■ **Assignment**:
The answer must be the data, repeated exactly.

■ **Task input**:
# # # # # # #

PR #235, opened 2023-10-28
`DeviceCreateRequest` and `DeviceCreateResponse`

ibeckermayer:


crates/ironrdp-rdpdr/src/pdu/efs.rs
```diff
@@ -1012,7 +1022,7 @@ impl From<NtStatus> for u32 {
 /// [2.2.1.4 Device I/O Request (DR_DEVICE_IOREQUEST)]
 ///
 /// [2.2.1.4 Device I/O Request (DR_DEVICE_IOREQUEST)]: https://docs.microsoft.com/en-us/openspecs/windows_protocols/ms-rdpefs/a087ffa8-d0d5-4874-ac7b-0494f63e2d5d
-#[derive(Debug)]
+#[derive(Debug, Copy, Clone)]
```
CBenoit, line 1025: Is derivating the `Copy` trait a deliberate decision?
Since this type is a POD, not _too_ big (20 bytes), it’s not unreasonable at all though I don’t think we did that on the others (more of an API-wise consideration than a performance-wise one; fwiw, maybe we should implement `Copy` on more types at some point).

ibeckermayer: This was added so that I could pass a `DeviceIoRequest` without taking ownership here

https://github.com/gravitational/teleport/blob/bcb7125512155f9036401181a02efa380e90e385/lib/srv/desktop/rdp/rdpclient/src/rdpdr/filesystem.rs#L399-L408

however I didn't give any thought to the implications for the API. Having thought about it more, I think we can be conservative with respect to deriving `Copy` on full PDUs (I'll remove it here), and revisit it again later if I find myself bumping into it commonly over in Teleport.

CBenoit: Sounds good, keep me informed!

crates/ironrdp-rdpdr/src/pdu/efs.rs
```diff
@@ -971,15 +971,25 @@ impl ServerDeviceAnnounceResponse {
 #[derive(Debug, PartialEq, Copy, Clone)]
 #[repr(u32)]
 pub enum NtStatus {
```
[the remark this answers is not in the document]
ibeckermayer: Makes sense, changed here: ef6ab44bb1b4347b439fe3aa9aa12ec0287c58c9

crates/ironrdp-rdpdr/src/pdu/efs.rs
```diff
@@ -968,57 +970,60 @@ impl ServerDeviceAnnounceResponse {
...
+            0xC000_0035 => Ok(NtStatus::OBJECT_NAME_COLLISION),
+            0xC000_0022 => Ok(NtStatus::ACCESS_DENIED),
+            0xC000_0103 => Ok(NtStatus::NOT_A_DIRECTORY),
+            0xC000_000F => Ok(NtStatus::NO_SUCH_FILE),
+            0xC000_00BB => Ok(NtStatus::NOT_SUPPORTED),
+            0xC000_0101 => Ok(NtStatus::DIRECTORY_NOT_EMPTY),
+            _ => Err(custom_err!("NtStatus", UnsupportedNtStatus(value))),
         }
     }
 }
```
CBenoit, line 1007: Replace this with `From<u32>`:
```rust
impl From<u32> for NtStatus {
    fn from(value: u32) -> Self {
        Self(value)
    }
}
```

crates/ironrdp-rdpdr/src/pdu/efs.rs
```diff
@@ -968,57 +970,60 @@ impl ServerDeviceAnnounceResponse {
...
+    pub const SUCCESS: Self = Self(0x0000_0000);
+    pub const UNSUCCESSFUL: Self = Self(0xC000_0001);
+    pub const NOT_IMPLEMENTED: Self = Self(0xC000_0002);
+    pub const NO_MORE_FILES: Self = Self(0x8000_0006);
+    pub const OBJECT_NAME_COLLISION: Self = Self(0xC000_0035);
+    pub const ACCESS_DENIED: Self = Self(0xC000_0022);
+    pub const NOT_A_DIRECTORY: Self = Self(0xC000_0103);
+    pub const NO_SUCH_FILE: Self = Self(0xC000_000F);
+    pub const NOT_SUPPORTED: Self = Self(0xC000_00BB);
+    pub const DIRECTORY_NOT_EMPTY: Self = Self(0xC000_0101);
```
CBenoit, line 986: I guess we can still keep the full name as docstrings for cross-referencing?
```suggestion
    /// STATUS_SUCCESS
    pub const SUCCESS: Self = Self(0x0000_0000);
    /// STATUS_UNSUCCESSFUL
    pub const UNSUCCESSFUL: Self = Self(0xC000_0001);
    /// STATUS_NOT_IMPLEMENTED
    pub const NOT_IMPLEMENTED: Self = Self(0xC000_0002);
    /// STATUS_NO_MORE_FILES
    pub const NO_MORE_FILES: Self = Self(0x8000_0006);
    /// STATUS_OBJECT_NAME_COLLISION
    pub const OBJECT_NAME_COLLISION: Self = Self(0xC000_0035);
    /// STATUS_ACCESS_DENIED
    pub const ACCESS_DENIED: Self = Self(0xC000_0022);
    /// STATUS_NOT_A_DIRECTORY
    pub const NOT_A_DIRECTORY: Self = Self(0xC000_0103);
    /// STATUS_NO_SUCH_FILE
    pub const NO_SUCH_FILE: Self = Self(0xC000_000F);
    /// STATUS_NOT_SUPPORTED
    pub const NOT_SUPPORTED: Self = Self(0xC000_00BB);
    /// STATUS_DIRECTORY_NOT_EMPTY
    pub const DIRECTORY_NOT_EMPTY: Self = Self(0xC000_0101);
```

crates/ironrdp-rdpdr/src/pdu/efs.rs
```diff
@@ -968,57 +970,60 @@ impl ServerDeviceAnnounceResponse {
...
+pub struct UnsupportedNtStatus(u32);
+
+impl std::fmt::Display for UnsupportedNtStatus {
+    fn fmt(&self, f: &mut std::fmt::Formatter<'_>) -> std::fmt::Result {
+        write!(f, "{:#010X}", self.0)
+    }
+}
+
+impl std::error::Error for UnsupportedNtStatus {}
+
```
CBenoit, line 1026: Do we actually need to restrict the values we put into `NtStatus`?

ibeckermayer: Ah yes, now I understand. No, we have no need for restricting these.

998151bcbd39e274296e0f7799f4e5896b661fa2

CBenoit (approved):
LGTM! Ready to merge once CI is green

# # # # # # #

■ **Solution for this exercise**:
PR #235, opened 2023-10-28
`DeviceCreateRequest` and `DeviceCreateResponse`

ibeckermayer:


crates/ironrdp-rdpdr/src/pdu/efs.rs
```diff
@@ -1012,7 +1022,7 @@ impl From<NtStatus> for u32 {
 /// [2.2.1.4 Device I/O Request (DR_DEVICE_IOREQUEST)]
 ///
 /// [2.2.1.4 Device I/O Request (DR_DEVICE_IOREQUEST)]: https://docs.microsoft.com/en-us/openspecs/windows_protocols/ms-rdpefs/a087ffa8-d0d5-4874-ac7b-0494f63e2d5d
-#[derive(Debug)]
+#[derive(Debug, Copy, Clone)]
```
CBenoit, line 1025: Is derivating the `Copy` trait a deliberate decision?
Since this type is a POD, not _too_ big (20 bytes), it’s not unreasonable at all though I don’t think we did that on the others (more of an API-wise consideration than a performance-wise one; fwiw, maybe we should implement `Copy` on more types at some point).

ibeckermayer: This was added so that I could pass a `DeviceIoRequest` without taking ownership here

https://github.com/gravitational/teleport/blob/bcb7125512155f9036401181a02efa380e90e385/lib/srv/desktop/rdp/rdpclient/src/rdpdr/filesystem.rs#L399-L408

however I didn't give any thought to the implications for the API. Having thought about it more, I think we can be conservative with respect to deriving `Copy` on full PDUs (I'll remove it here), and revisit it again later if I find myself bumping into it commonly over in Teleport.

CBenoit: Sounds good, keep me informed!

crates/ironrdp-rdpdr/src/pdu/efs.rs
```diff
@@ -971,15 +971,25 @@ impl ServerDeviceAnnounceResponse {
 #[derive(Debug, PartialEq, Copy, Clone)]
 #[repr(u32)]
 pub enum NtStatus {
```
[the remark this answers is not in the document]
ibeckermayer: Makes sense, changed here: ef6ab44bb1b4347b439fe3aa9aa12ec0287c58c9

crates/ironrdp-rdpdr/src/pdu/efs.rs
```diff
@@ -968,57 +970,60 @@ impl ServerDeviceAnnounceResponse {
...
+            0xC000_0035 => Ok(NtStatus::OBJECT_NAME_COLLISION),
+            0xC000_0022 => Ok(NtStatus::ACCESS_DENIED),
+            0xC000_0103 => Ok(NtStatus::NOT_A_DIRECTORY),
+            0xC000_000F => Ok(NtStatus::NO_SUCH_FILE),
+            0xC000_00BB => Ok(NtStatus::NOT_SUPPORTED),
+            0xC000_0101 => Ok(NtStatus::DIRECTORY_NOT_EMPTY),
+            _ => Err(custom_err!("NtStatus", UnsupportedNtStatus(value))),
         }
     }
 }
```
CBenoit, line 1007: Replace this with `From<u32>`:
```rust
impl From<u32> for NtStatus {
    fn from(value: u32) -> Self {
        Self(value)
    }
}
```

crates/ironrdp-rdpdr/src/pdu/efs.rs
```diff
@@ -968,57 +970,60 @@ impl ServerDeviceAnnounceResponse {
...
+    pub const SUCCESS: Self = Self(0x0000_0000);
+    pub const UNSUCCESSFUL: Self = Self(0xC000_0001);
+    pub const NOT_IMPLEMENTED: Self = Self(0xC000_0002);
+    pub const NO_MORE_FILES: Self = Self(0x8000_0006);
+    pub const OBJECT_NAME_COLLISION: Self = Self(0xC000_0035);
+    pub const ACCESS_DENIED: Self = Self(0xC000_0022);
+    pub const NOT_A_DIRECTORY: Self = Self(0xC000_0103);
+    pub const NO_SUCH_FILE: Self = Self(0xC000_000F);
+    pub const NOT_SUPPORTED: Self = Self(0xC000_00BB);
+    pub const DIRECTORY_NOT_EMPTY: Self = Self(0xC000_0101);
```
CBenoit, line 986: I guess we can still keep the full name as docstrings for cross-referencing?
```suggestion
    /// STATUS_SUCCESS
    pub const SUCCESS: Self = Self(0x0000_0000);
    /// STATUS_UNSUCCESSFUL
    pub const UNSUCCESSFUL: Self = Self(0xC000_0001);
    /// STATUS_NOT_IMPLEMENTED
    pub const NOT_IMPLEMENTED: Self = Self(0xC000_0002);
    /// STATUS_NO_MORE_FILES
    pub const NO_MORE_FILES: Self = Self(0x8000_0006);
    /// STATUS_OBJECT_NAME_COLLISION
    pub const OBJECT_NAME_COLLISION: Self = Self(0xC000_0035);
    /// STATUS_ACCESS_DENIED
    pub const ACCESS_DENIED: Self = Self(0xC000_0022);
    /// STATUS_NOT_A_DIRECTORY
    pub const NOT_A_DIRECTORY: Self = Self(0xC000_0103);
    /// STATUS_NO_SUCH_FILE
    pub const NO_SUCH_FILE: Self = Self(0xC000_000F);
    /// STATUS_NOT_SUPPORTED
    pub const NOT_SUPPORTED: Self = Self(0xC000_00BB);
    /// STATUS_DIRECTORY_NOT_EMPTY
    pub const DIRECTORY_NOT_EMPTY: Self = Self(0xC000_0101);
```

crates/ironrdp-rdpdr/src/pdu/efs.rs
```diff
@@ -968,57 +970,60 @@ impl ServerDeviceAnnounceResponse {
...
+pub struct UnsupportedNtStatus(u32);
+
+impl std::fmt::Display for UnsupportedNtStatus {
+    fn fmt(&self, f: &mut std::fmt::Formatter<'_>) -> std::fmt::Result {
+        write!(f, "{:#010X}", self.0)
+    }
+}
+
+impl std::error::Error for UnsupportedNtStatus {}
+
```
CBenoit, line 1026: Do we actually need to restrict the values we put into `NtStatus`?

ibeckermayer: Ah yes, now I understand. No, we have no need for restricting these.

998151bcbd39e274296e0f7799f4e5896b661fa2

CBenoit (approved):
LGTM! Ready to merge once CI is green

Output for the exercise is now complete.